Everyone agrees on the need to take into account the impacts of the climate transition on workers, communities, consumers and citizens, if we want to achieve a rapid change towards a low-carbon economy. Recognising the urgency and the key role that the private sector must play in financing the transition, we decided to integrate the social and territorial dimension of the Just Transition into our new global fixed-income impact bond strategy (SFDR 9). We invest 100% in sustainable bonds which we have identified with a solid Just Transition profile, according to our proprietary methodologies.
Why is the just transition a key element of climate strategies?
What is the just transition?
According to Ostrum AM, the Just Transition is a transition to a low-carbon world, respectful of the environment and biodiversity, while being inclusive from a social and territorial point of view.
Everyone agrees on the need to take into account the impacts of the climate transition on workers, communities, consumers and citizens, if we want to achieve a rapid change towards a low-carbon economy. This approach is now an integral part of institutional investors’ CSR and investment policies.
The concept of Just Transition comes from the North American trade union sphere in the 1990’s. In 2009, the International Trade Union Confederation suggested the theme to the United Nations. Since 2015, the concept has grown in scope, as illustrated by its inclusion in the Paris Agreement foreword (COP21). In 2018, at the COP28 Climate Conference, 53 countries signed the Just Transition Declaration. This is followed by the European Just Transition Mechanism in 2019, the integration of this theme in the European Taxonomy through the notion of "Minimum Social Safeguards" and in the Social Taxonomy project.
Investors around the world are also mobilising through coalitions such as Investors for a Just Transition (Finance For Tomorrow) or Statement of Investor Expectations for Job Standards & Community Impacts in the Just Transition, two initiatives actively supported by Ostrum AM.
The need for robust evaluation models
Recognising the urgency and the key role that the private sector must play in financing the transition, we decided to go beyond the single lens of carbon neutrality.
Our new fixed-income Just Transition strategy aims to invest in sustainable bonds with three objectives:
Reduce carbon footprint: renewable energies, green buildings, circular economy, etc.
Promote social impact through health & wellness, inclusive development, etc.
Preserve local ecosystems & economies, by financing biodiversity protection, the real economy, etc.
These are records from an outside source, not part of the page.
PR #20, opened 2024-02-20
Mapping Experiment 3: JSON -> models with the php-json-schema-model-generator library

adamziel:
Explores this library for generating and mapping models:

https://php-json-schema-model-generator.readthedocs.io/en/latest/gettingStarted.html#installation

The output isn't compelling:

* The names are mangled
* Models have a bunch of logic in them
* Setters attempt to validate the incoming data
* Validation is coupled and co-located with the data object

I don't think we'll go with this library


adamziel:
I'm closing this PR – the library isn't compelling compared to the alternatives.

PR #21, opened 2024-02-20
Mapping Experiment 4: Custom JSON Schema -> PHP models code generator

adamziel:
This is an attempt to replace opinionated code generation and mapping libraries with an equally opinionated, custom, and small code generator.

It started simple, but seems like a large project on its own as it requires handling anyOf, allOf, nested objects, consts, discriminators, mixed types, additionalProperties, and other JSON Schema features.


adamziel:

PR #22, opened 2024-02-20
Mapping Experiment 5: Generate "Valid" and "Dirty" model classes

adamziel:
An attempt to store the internal parsed Blueprint state without the internal swaggest state, see https://github.com/WordPress/blueprints/issues/13 for more details.

There is indeed a degree of separation, but now all the runner classes must accept a `Valid` model instance like `ValidCpStep` instance, which is weird.

Perhaps I shouldn't try so hard to make "valid" a static property of the data type like I did in TypeScript, but define it as an internal contract. There is just one Blueprint class, and it's valid if it passed the `validate()` check. There's no data rewriting or class dichotomy.


adamziel:

PR #23, opened 2024-02-22
Mapping Experiment 6: Blueprints parser, mapper, and validator autogenerated from JSON Schema

adamziel:

Solves the Blueprint parsing problem as follows:

* JSON Schema is the source of truth for the Blueprint data structure
* Model classes are generated from JSON Schema
* Input Validation is done against the JSON Schema
* Mapping validated input into model instances is indirectly done based on the JSON Schema

## Summary of the approach

We use [Janephp](https://github.com/janephp/janephp/) to infer the PHP model class structure from the JSON schema

We then use Jane's output to generate PHP code using [Nette PHP generator](https://github.com/nette/php-generator):

* Model classes
* Interfaces for groups of related classes: `StepDefinitionInterface`, `ResourceDefinitionInterface`.
* Interface resolution map for the [JsonMapper library](https://jsonmapper.net/).
* PHP docstrings with more accurate types than Jane to guide the mapping process

From there, the data pipeline looks as follows:

1. Parse raw JSON
2. Validate it with Opis
3. Map it into PHP models using JsonMapper

Or, if you're consuming the PHP API directly:

1. Create Model instances
2. Validate them with Opis

## Remaining work

- [x] Solve merge conflicts

## Rationale

Parsing and mapping JSON [in TypeScript is a simple problem, but in PHP it's surprisingly involved](https://github.com/WordPress/blueprints/issues/13#issuecomment-1956607670). This PR combines three previously explored approaches into a single pipeline:

* https://github.com/WordPress/blueprints/pull/17
* https://github.com/WordPress/blueprints/pull/19
* https://github.com/WordPress/blueprints/pull/21


adamziel:
Everything in the Blueprints library hinges on this part and now it's there, yay! Let's merge!

adamziel:
Here's how this PR fits [the original design goals](https://github.com/WordPress/blueprints/issues/13):

> Extensibility – At minimum, plugins should be able to register new steps and resource handlers. At maximum, they could register new top-level properties and extend the existing semantics.

While there are no utilities to register new steps yet, the architecture supports doing that in three steps:

1. Extend the JSON schema – later on we'll build it to a PHP array or class and expose WordPress-like filters.
2. Adjust the Step list passed to the mapper – this can be easily wired in the Container builder once we have filters.
3. Registering a new runner in the container – ditto.

I no longer think registering top-level properties is a good idea. Instead, let's just expose a top-level key like `"extensions"` and provide a dedicated namespace for each extension.

> Clarity – Even with a few plugins, it should be easy to tell what is the current Blueprint definition and where each part comes from.

With just core in place, JSON Schema is the source of truth. Any additional steps and resources will come from plugins. They may have to be namespaced just to make their origin clearer, e.g. `woo/import-products` instead of just `import-products`.

> Static analysis – Blueprints should have a JSON schema and, as a PHP library, IDE support for autocompletion.

✅ JSON Schema
✅ Statically declared PHP classes with autocompletion support

> Small footprint – The parser should be as small as it can reasonably be, without involving dozens of MBs of libraries.

The only two libraries involved in parsing are:

* Opis JSON Schema validator – there's no getting around that, we need a validator library regardless of the parsing technique.
* JSON Mapper – same as above. The library is relatively small BUT it adds a bunch of dependencies. Later on, we may need to replace it with a smaller custom implementation. For now, let's keep it around.

adamziel:
Furthermore, we have a convenient builder class for PHP developers:

```php
$blueprint = BlueprintBuilder::create()
	->withWordPressVersion( 'https://wordpress.org/latest.zip' )
	->withSiteOptions( [
		'blogname' => 'My Playground Blog',
	] )
	->withWpConfigConstants( [
		'WP_DEBUG'         => true,
		'WP_DEBUG_LOG'     => true,
		'WP_DEBUG_DISPLAY' => true,
		'WP_CACHE'         => true,
	] )
	->withPlugins( [
		'https://downloads.wordpress.org/plugin/hello-dolly.zip',
		'https://downloads.wordpress.org/plugin/gutenberg.17.7.0.zip',
	] )
	->withTheme( 'https://downloads.wordpress.org/theme/pendant.zip' )
	->withContent( 'https://raw.githubusercontent.com/WordPress/theme-test-data/master/themeunittestdata.wordpress.xml' )
	->withSiteUrl( 'http://localhost:8081' )
	->andRunSQL( <<<'SQL'
		CREATE TABLE `tmp_table` ( id INT );
		INSERT INTO `tmp_table` VALUES (1);
		INSERT INTO `tmp_table` VALUES (2);
		SQL
	)
	->withFile( 'wordpress.txt', 'Data' )
	->toBlueprint();
```

PR #25, opened 2024-02-22
Downgrade to PHP 7.4, move from Pest to PHPUnit, establish CI

reimic:
### What is this PR doing?
Acts as an intermediary step in reaching goals set in #26 , #27.

- Downgrades the lib to PHP 7.4
- Adds 'Check PHP CS == 7.4' step to GitHub Actions
- Replaces Pest with PHPUnit
- Rewrites RmStep tests in PHPUnit 
- Adds matrix unit tests step for all operating systems and all PHP versions >= 7.4

### Caveats
- Dependencies versions are wildcards. This is inherently unstable, but our true goal is to have stable 7.0 support. Establishing fixed versions is a tedious job that does not seem crucial at this temporary step.
- Unit tests should include `prefer-lowest` as one of the arguments in the `dependency_version` list. This will allow for the broadest version support. But at this point in time it fails at 7.4. Fixing this serves little purpose as, see logic above.
- Although we know PHPUnit 6.5 should be used, since this is the newest versions supporting PHP == 7.0, PHPUnit 9.6 is used here. This is due to all lower versions throwing the pesky `PHP Fatal error:  Cannot acquire reference to $GLOBALS`. This is still a step in the right direction as writing PHPUnit tests in 9.6 and then downgrading them to 6.5 is still easier, than writing in Pest and then going for PHPUnit 6.5.
- It should be analyzed if it is in fact beneficial to run the matrix with each pull/pr. Alternatives: cron, only pr and more.


reimic:
Coding standards matching WordPress' support for 7.0:
- downgrade the whole lib to 7.0,
- implement a GitHub actions step checking for 7.0 coding standards:
  - this is surprisingly not straight forward, since many quality tools require a greater PHP version,
  - older version exist, but why use a tool in a version that is no longer supported, when supported tools that handle PHP 7.0 exist?
  - PHP CS Fixer requires >=7.4, [source](https://github.com/PHP-CS-Fixer/PHP-CS-Fixer?tab=readme-ov-file#supported-php-versions)
  - Laravel Pint is build on PHP CS Fixer, [source](https://laravel.com/docs/10.x/pint#introduction)
  - PHPStan requires >=7.2, [source](https://phpstan.org/user-guide/getting-started#:~:text=Sponsor%20PHPStan!-,Getting%20Started,-PHPStan%20requires%20PHP)
  - CodeSniffer seems ok, also is integrated into PHPStorm [source](https://github.com/PHPCSStandards/PHP_CodeSniffer/#requirements)
  - Mess Detector also seems ok, also is integrated into PHPStorm [source](https://phpmd.org/download/index.html#:~:text=composer.phar%20install-,Requirements,-PHPMD%20itself%20is)
  
 I'll explore CodeSniffer and Mess Detector more. Any takes @adamziel ?

adamziel:
> downgrade the whole lib to 7.0,

There's a lot happening here. Let's ship this one with failing tests and downgrade in a separate PR.

> this is surprisingly not straight forward, since many quality tools require a greater PHP version,

That's fine. People should be able to run the published Blueprints package in their PHP 7 codebase, but contributing to the project doesn't have the same constraint. It's perfectly fine for the developer tools to require PHP 8. Test runner is more tricky since we want the tests to pass on PHP 7 so, presumably, the runner should be compatible with that version. If that means we need to move from Pest to PHPUnit, then let's do that.

> CodeSniffer seems ok, also is integrated into PHPStorm [source](https://github.com/PHPCSStandards/PHP_CodeSniffer/#requirements)

This is the standard WordPress tool, let's go with that one.

adamziel:
I wonder if composer can even enforce PHP 7.0 in the project while allowing the dev tools to run on PHP 8.2 🤔 Perhaps we'll need a separate list of global composer dependencies just to free them from these restrictions.

reimic:
> If that means we need to move from Pest to PHPUnit, then let's do that.

It does. I'll start with my recent pr. For PHP 7.0 the valid PHPUnit version is 6.5. [source](https://phpunit.de/manual/6.5/en/installation.html#installation.requirements) Of course it is no longer supported. But this is expected.

What is more, this would be beneficial for cross-version and cross-os testing, with something along these lines:
```yml
tests:  
    runs-on: ${{ matrix.os }}  
    strategy:  
      fail-fast: true  
      matrix:  
        os: [ubuntu-latest, macos-latest, windows-latest]  
        php: ['7.0', '7.1', '7.2', '7.3', '7.4', '8.0', '8.1', '8.2', '8.3']  
        dependency_version: [prefer-lowest, prefer-stable]  
```

> I wonder if composer can even enforce PHP 7.0 in the project while allowing the dev tools to run on PHP 8.2

Not with a trivial solution. The question being - which tolls lack a acceptable 7.0 alternative?

reimic:
It's quite confusing. For PHP 7.0 `"symfony/filesystem":"^3.4"` is the highest valid version. But it conflicts with `"symfony/http-kernel"` which in turn has to be downgraded to `"symfony/http-kernel": "^3.4.49"` which is incompatibile with a buch of stuff. Among others `"symfony/http-client"` which has no PHP 7.0 compabile version at all.

For now I'll do a workaround and focus on moving from `Pest` to `PHPUnit`. But those will use Filesystem in it's current version, which will be downloaded later. I guess this is the pinnacle of iterative development...

reimic:
Let's continue in #30 and focus on a basic pipeline and Pest -> PHPUnits change.

reimic:
Let's continue in #30 and focus on a basic pipeline and Pest -> PHPUnits change.

reimic:
Well. After lengthy discussions with @adamziel it became apparent that downgrading / testing are more interconnected than initially expected. See problems mentioned at #30.

So, to meet #27 and finally #26, we'll downgrade the code as far back as possible without extraneous effort. Essentially to PHP 7.4. At this version we can rewrite / keep writing unit tests in PHPUnit 6.5 and have pipelines run somewhat smoothly. 

And after that is done, and the code mostly works 👼, we can carefully move to 7.0. Which will include replacing or transpiling dependencies.

.github/workflows/ci.yml
```diff
@@ -0,0 +1,62 @@
...
+
+on:
+  push:
+    branches:
+    - trunk
+  pull_request:
+
+jobs:
+  php-cs-check:
+    name: 'Check PHP CS == 7.4'
```
adamziel: The name suggests this checks whether the PHPCS version is `7.4` but I think the intention was to:
```suggestion
    name: 'PHP 7.4 compatibility (via PHPCS)'
```

.github/workflows/ci.yml
```diff
@@ -0,0 +1,62 @@
...
+        uses: shivammathur/setup-php@v2
+        with:
+          php-version: ${{ matrix.php }}
+          tools: composer:v2
+          coverage: none
+
+      - name: Install PHP dependencies
+        run: composer update --${{ matrix.dependency_version }} --no-interaction --prefer-dist --optimize-autoloader
+
+      - name: Tests
```
adamziel:
```suggestion
      - name: Run tests
```

phpunit.xml
```diff
@@ -1,17 +1,8 @@
...
-         xsi:noNamespaceSchemaLocation="https://schema.phpunit.de/10.3/phpunit.xsd"
-         bootstrap="vendor/autoload.php"
-         colors="true"
->
+<phpunit bootstrap="vendor/autoload.php" colors="true">
     <testsuites>
-        <testsuite name="Test Suite">
-            <directory suffix="Test.php">./tests</directory>
+        <testsuite name="tests">
+            <directory>tests</directory>
```
adamziel, line 5: Why remove the Test.php suffix requirement?

src/WordPress/Blueprints/BlueprintParser.php
```diff
@@ -152,14 +153,15 @@ private function findSubErrorForSpecificAnyOfOption( \Swaggest\JsonSchema\Except
...
-			return;
+			return $e->error;
 		}
 		foreach ( $e->subErrors as $subError ) {
 			$subError = findSubErrorForSpecificAnyOfOption( $subError, $anyOfRef );
 			if ( $subError !== null ) {
 				return $subError;
 			}
 		}
+        return $e;
```
adamziel: Nitpick: This is indented with spaces while the rest of this file is indented with tabs

src/WordPress/Blueprints/BlueprintParser.php
```diff
@@ -152,14 +153,15 @@ private function findSubErrorForSpecificAnyOfOption( \Swaggest\JsonSchema\Except
 			}
 		}
 		if ( ! $e->subErrors ) {
-			return;
+			return $e->error;
```
adamziel: I'm not sure if that's right, but this function isn't used at the moment so you could comment it out as well. We'll soon need some version of it that can work with the Opis JSON Schema validation library (this version works with the no-longer-used Swaggest library).

src/WordPress/Blueprints/ResourceManager/Resolver/FilesystemResourceResolver.php
```diff
@@ -0,0 +1,41 @@
+<?php
+
+namespace WordPress\Blueprints\ResourceManager\Resolver;
```
adamziel: Why change the namespace from `Resource` to `ResourceManager`? Is `Resource` not allowed in PHP 7.4? If so, let's use `Resources` instead as resolvers are not manager-specific.

adamziel: Also, this PR shows a lot of deleted files and a lot of created files, but I think they are the same files moved to a new location. Check out the `git mv` command – it should make this PR a lot easier to read.

src/WordPress/Blueprints/ResourceManager/Resolver/FilesystemResourceResolver.php
```diff
@@ -0,0 +1,41 @@
...
+class FilesystemResourceResolver implements ResourceResolverInterface
+{
+
+    public function parseUrl(string $url): ?ResourceDefinitionInterface
+    {
+        if (! str_starts_with($url, 'file://')) {
+            return null;
+        }
+
+//    TODO does this Builder exist?
```
adamziel: Nope, good catch. It's just `FilesystemResource` now

src/WordPress/Blueprints/Runtime/NativePHPRuntime.php
```diff
@@ -10,11 +10,13 @@
 class NativePHPRuntime implements RuntimeInterface {
 
 	public Filesystem $fs;
+    protected string $documentRoot;
```
adamziel: Tabs vs spaces again. Would you be able to also set up PHPCBF to auto-format all those files?

.github/workflows/ci.yml
reimic: `CS` was for `Coding Standards`, but your option leaves no room for misunderstandings. Also, this is a whoosh moment for me. I did not realize it could mean `Code Sniffer`, too. Fixed.

.github/workflows/ci.yml
reimic: Sure. Why not. Fixed.

phpunit.xml
reimic: Works either way. Less is more.

src/WordPress/Blueprints/BlueprintParser.php
reimic: The PHPStorm autolinter seems to be underconfigured. As this is not the only comment regarding linting, there is a choice for you here - option a. we close our eyes, accept tiny linting mishaps, and configure and run a linter through the whole project in a separate PR, b. we do it now, and make this a massive "set all standards at once PR". I can go either way. The choice is yours.

src/WordPress/Blueprints/BlueprintParser.php
reimic: I am commenting out the unused method and leaving several TODOs hinting at things to consider.

src/WordPress/Blueprints/ResourceManager/Resolver/FilesystemResourceResolver.php
reimic: Point 1: Resource -> ResourceManager -> Resources
Yeah. It's a soft reserved word. [source](https://www.php.net/manual/en/reserved.other-reserved-words.php) It isn't a must, but it's a tiny ask and we can abide it. Nonetheless, I am changing the name to `Resources` as per your request.

reimic: Point 2: The change was a tip of the IDE and I deemed it reasonable. But it was done as an suggested action in PHPStorm, so it did its own thing. 

I wonder if it can be configured to use git mv internally... But, that is beyond the point. At this stage - will moving it back and then here again, fix the way it is displayed in this PR?

src/WordPress/Blueprints/ResourceManager/Resolver/FilesystemResourceResolver.php
reimic: Cool. Review if the proposed fix is suitable, please.

src/WordPress/Blueprints/Runtime/NativePHPRuntime.php
reimic: [see this response](https://github.com/WordPress/blueprints/pull/25/files/98fdb7dc60d43742bb430ca937d96bf3e69682de#r1503291952)

src/WordPress/Blueprints/Runner/Step/CpStepRunner.php
```diff
@@ -2,18 +2,53 @@
...
+            // cp copies all files in the source directory to the destination directory,
+            // creating any files or directories needed. This mode of operation requires an additional option flag,
+            // typically r, to indicate the recursive copying of directories.
+            // If the destination directory already exists, the source is copied into the destination,
+            // while a new directory is created if the destination does not exist.
+
+            // TODO establish how $input->toPath should be handled
+            // should copy to document root when null or when ""?
+
+            $fileSystem->copy($resolvedFromPath, $resolvedToPath, true);
```
reimic: I've pondered it for a moment or two. And I think the right way forward here is to implement our own copy method. 

My reasoning: 
- As a user, I'd see a lot of value in using it the way unix specifies it. [source](https://en.wikipedia.org/wiki/Cp_(Unix)#:~:text=Meyering.%5B5%5D-,Operating%20modes,-%5Bedit%5D) 
- Would work more akin to RmStep, handling both files and directories alike.
- We intend to have a limited amount of steps, so it's not like we'll have a ton of custom methods to maintain.
- We'll be less reliant on Filesystem, which we must downgrade to v3.x for PHP 7.0.

src/WordPress/Blueprints/Runner/Step/BaseStepRunner.php
```diff
@@ -2,33 +2,39 @@
 
 namespace WordPress\Blueprints\Runner\Step;
 
-use WordPress\Blueprints\Context\ExecutionContext;
-use WordPress\Blueprints\Resource\ResourceManager;
+// TODO - what about the ExecutionContext?
```
adamziel: It's the former name of `NativeRuntime`, it's safe to ignore/remove for now

src/WordPress/Blueprints/Runner/Step/CpStepRunner.php
adamziel: What would a custom method enable that the `$fileSystem->copy()` method doesn't?

tests/Unit/stream_str_replace_Test.php
```diff
@@ -1,39 +1,39 @@
...
-	rewind( $source );
-
-	$generator = stream_str_replace( $source, "https://example.com", "https://playground.internal" );
-	$chunks    = iterator_to_array( $generator );
-	$expected  = str_replace( "https://example.com", "https://playground.internal", $data );
-
-	expect( implode( "", $chunks ) )->toBe( $expected );
-} );
+//
+//use function WordPress\Streams\stream_str_replace;
```
adamziel, line 3: What's the issue with this test in PHP 7.4?

src/WordPress/Blueprints/BlueprintParser.php
adamziel: > The PHPStorm autolinter seems to be underconfigured.

You could configure it to use tabs instead of spaces, that would do the trick for now. And I agree, let's add linter in a subsequent PR.

composer.json
```diff
@@ -35,5 +42,8 @@
       "src/WordPress/Zip/functions.php",
       "src/WordPress/Streams/stream_str_replace.php"
     ]
+  },
+  "scripts": {
+    "phpcs": "phpcs --standard=PSR4"
```
adamziel: What would it take to use [WordPress coding standards](https://github.com/WordPress/WordPress-Coding-Standards) here?

src/WordPress/Blueprints/ResourceManager/Resolver/FilesystemResourceResolver.php
adamziel: > At this stage - will moving it back and then here again, fix the way it is displayed in this PR?

That is my understanding

src/WordPress/Blueprints/BlueprintParser.php
reimic: Sounds like a plan!

src/WordPress/Blueprints/ResourceManager/Resolver/FilesystemResourceResolver.php
reimic: Sadly, does not work as expected. From what I've read git should detect it as a directory rename, but it is a surprisingly complex git feature and might not deliver the trivially expected result. See: [directory-rename-detection](https://git-scm.com/docs/directory-rename-detection)

The scale of the issue is small - can we move past it?

src/WordPress/Blueprints/Runner/Step/CpStepRunner.php
reimic: Pretty much all of the things listed. Since the only thing it does is copy one specific file to a different location. IMHO that's constraining.

tests/Unit/stream_str_replace_Test.php
reimic: That is a Pest test. And we can't have Pest dependencies since they require a higher version of PHPUnit then the one we want to have. Also, keeping both Pest and PHPUnit, were it possible, would needlessly complicate things.

This applies to all commented tests. I'll rewrite them. I'd just prefer to do in separate PRs.

composer.json
reimic: Done. But linting and final standards adjustments will be done in a subsequent PR.

src/WordPress/Blueprints/Runner/Step/CpStepRunner.php
reimic: Let's move this discussion to #58 
Commit with cp-related changes and tests was reverted for this pr.

src/WordPress/Blueprints/Resources/Resolver/ResourceResolverCollection.php
```diff
@@ -0,0 +1,57 @@
...
+
+    public static function getResourceClass(): string
+    {
+        throw new \RuntimeException('Not implemented');
+    }
+
+    public function parseUrl(string $url): ?ResourceDefinitionInterface
+    {
+        foreach ($this->ResourceResolvers as $handler) {
+            $resourceFilePath = $handler->parseUrl($url);
```
adamziel: In here, `$resources` was renamed to `$resourceFilePath`. However, `$resourceFilePath` suggests a string while this is an object. Anything wrong with the name `$resource`?

src/WordPress/Blueprints/Resources/Resolver/ResourceResolverCollection.php
```diff
@@ -0,0 +1,57 @@
...
+            if ($resourceFilePath) {
+                return $resourceFilePath;
+            }
+        }
+
+        return null;
+    }
+
+    public function supports(ResourceDefinitionInterface $resourceDefinition): bool
```
adamziel: In here, `$resources` was renamed to `$resourceDefinition` which is fine but inconsistent with the rename in the `parseUrl` method. Let's choose one name and stick to it. I picked `$resource` because it's nice and short.

src/WordPress/Blueprints/Resources/Resolver/ResourceResolverCollection.php
```diff
@@ -0,0 +1,57 @@
...
+        foreach ($this->ResourceResolvers as $handler) {
+            if ($handler->supports($resourceDefinition)) {
+                return true;
+            }
+        }
+
+        return false;
+    }
+
+    public function stream(ResourceDefinitionInterface $resourceDefinition)
```
adamziel: Ditto

src/WordPress/Blueprints/Resources/Resolver/ResourceResolverInterface.php
```diff
@@ -0,0 +1,16 @@
...
+
+namespace WordPress\Blueprints\Resources\Resolver;
+
+use WordPress\Blueprints\Model\DataClass\ResourceDefinitionInterface;
+
+interface ResourceResolverInterface
+{
+    public function parseUrl(string $url): ?ResourceDefinitionInterface;
+
+    public function supports(ResourceDefinitionInterface $resourceDefinition): bool;
```
adamziel: This was also renamed from `$resource` to `$resourceDefinition`. That's a lot of changes for one PR. Let's stick to PHP 7.4 downgrade and move all the renames to another PR so this one can get merged faster.

adamziel:
Actually, what is the specific issue with the word `resource` in PHP 7.0? I just tried running the following code and it worked just fine:

```php
<?php

namespace Test\Resource;

$resource = 'test';

class Resource {}

function resource($resource) { echo "This is fine"; }

resource('a');
```

You can try it here: https://3v4l.org/nEQv0#v7.0.8

src/WordPress/Blueprints/ResourceManager/Resolver/FilesystemResourceResolver.php
adamziel: > The scale of the issue is small - can we move past it?

Okay, but reluctantly. This just means I need to manually put together a side by side diff to be able to review. It's just five files so I can do it, but let's ensure a proper rename in all future PRs.

adamziel:
This one is close. Let's conclude the discussion about the word Resource and resort back to using it if there are no issues with it, resolve the merge conflicts, and merge.

src/WordPress/Blueprints/ResourceManager/Resolver/FilesystemResourceResolver.php
reimic: Will do.

reimic: @adamziel this regards all the other open threads. I've responded to your inquiry and you gave a thumbs up to my response.

> Point 1: Resource -> ResourceManager -> Resources Yeah. It's a soft reserved word. [source](https://www.php.net/manual/en/reserved.other-reserved-words.php) It isn't a must, but it's a tiny ask and we can abide it. Nonetheless, I am changing the name to `Resources` as per your request.

You are right on 2 accounts - there is a naming inconsistency now, and this can be done elsewhere. So I'll revert the changes here.

reimic: > > The scale of the issue is small - can we move past it?
> 
> Okay, but reluctantly. This just means I need to manually put together a side by side diff to be able to review. It's just five files so I can do it, but let's ensure a proper rename in all future PRs.

Thanks for that. I've seen you made several commits, but I do not see any display / designation change. If you were able to get forward on that, could you guide me?

Ok. I have an idea what actually happened, correct me if I am wrong. As a mean to mitigate it being a delete/create not a move you moved it back, reviewed the changes within files, and then moved them again. If that is the case, that is really clever.

As a side note - I've noticed the underlying issue with PHPStorm's delete/create instead of move preference. The change history is broken. In hindsight, that should be obvious, but I assumed that a clear display of what changed in this PR is the broken part, whereas it just gets rid of the whole history.

src/WordPress/Blueprints/Resources/Resolver/ResourceResolverCollection.php
reimic: Reverted.

src/WordPress/Blueprints/Resources/Resolver/ResourceResolverCollection.php
reimic: Reverted.

src/WordPress/Blueprints/Resources/Resolver/ResourceResolverCollection.php
reimic: Reverted.

src/WordPress/Blueprints/Resources/Resolver/ResourceResolverInterface.php
reimic: Reverted.

reimic:
All done now. 😎

src/WordPress/Blueprints/ResourceManager/Resolver/FilesystemResourceResolver.php
adamziel: I've just tried to do `git mv` and failed, I think that's because an earlier commit in this branch deletes and recreates those files so they're already somehow 'disconnected' in Git history. Actually, I don't think git tracks any renames internally, [each commit is just a directory structure reflecting new files and dirs](https://www.alibabacloud.com/blog/a-detailed-explanation-of-the-underlying-data-structures-and-principles-of-git_597391). Would that mean the renames are inferred in runtime? 🤔 I don't know, but I'd love to find out in details. Either way, that's out of scope for this discussion.

adamziel:
@reimic This needs to be resolved before the PR can be merged:

CleanShot 2024-03-04 at 13 09 38@2x

src/WordPress/Blueprints/BlueprintParser.php
```diff
@@ -5,187 +5,206 @@
...
-			} else {
-				$subSchema = $subSchema->$key;
-			}
-		}
-
-		return $subSchema;
-	}
-
 
+// TODO Review class
```
adamziel, line 9: Let's use `@TODO:` for these to make them easier to find. Not a blocker here, just a note for the future. 

Also, this one isn't very clear. Why does this class need an additional review? What to look for?

src/WordPress/Blueprints/Resources/Resolver/InlineResourceResolver.php
```diff
@@ -1,6 +1,6 @@
 <?php
 
-namespace WordPress\Blueprints\Resource\Resolver;
+namespace WordPress\Blueprints\Resources\Resolver;
```
adamziel, line 3: Nice, GitHub now shows these files side by side making them super easy to review

src/WordPress/Blueprints/Resources/ResourceMap.php
```diff
@@ -0,0 +1,60 @@
...
+
+    public function offsetGet($offset)
+    {
+        foreach ($this->pairs as $pair) {
+            if ($pair[0] === $offset) {
+                return $pair[1];
+            }
+        }
+
+        // TODO Evaluate waring: 'ext-json' is missing in composer.json
```
adamziel, line 36: Let's just add that extension to composer.json:

```json
{
   "require": {
        "ext-json": "*"
   }
}
```

adamziel:
I left a few nitpicks, but this PR looks pretty good otherwise. I'll go ahead and merge, let's address any remaining issues in a follow-up one.

src/WordPress/Blueprints/Resources/Resolver/InlineResourceResolver.php
reimic: Yeah. Surprisingly, the rebase helped.

src/WordPress/Blueprints/BlueprintParser.php
reimic: Ok, for the first part. Regarding the reason for marking it for review. It had a lot of commented out code, I wanted to signal that that could be addressed, but there was no reason to do that in this PR.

The sustainable bond market is a “self-certified” market, where each investor decides on the sustainable quality of the bond issued. This is why we thought it was essential to have robust proprietary tools and methodologies to analyse the this market. We developed a Sustainable Bond Rating adapted to each type of bond: green, social, sustainability, sutainability-linked bonds, aimed to select the most qualitative instruments and reduce the risk of "green/social washing". We strengthened this approach by creating a Just Transition Indicator, differentiated by sovereign/assimilated issuers and corporates. This indicator aims to identify issuers with good practices from a social and territorial point of view.
Invest for a Just Transition
We decided to integrate the social and territorial dimension of the Just Transition into our new global fixed-income impact bond strategy (SFDR 9). We invest 100% in sustainable bonds, a market that remains buoyant in 2022, with a predominance of green and euro issues (emergence of international diversification), and an increasing penetration rate of corporate issues. Our analysis and active investment processes allow us to invest in sustainable bonds with a solid Just Transition profile, differentiating our strategy from traditional green bond funds.
The recent central bank regime change and the end of the low interest rate environment for a long time are supporting our dynamic management of duration. In addition to selecting issuers, we measure the financial attractiveness of issues through the systematic evaluation of their greeniums.
In the short term, in an inflationary context, we favour a defensive positioning in duration and high-quality sovereign debt vs. credit. Through our current selection, we finance, among other projects, renewable energy, clean mobility, inclusive development and the real economy, as well as biodiversity and circular economy.
This global active aggregate strategy is fully aligned with investors’ commitments.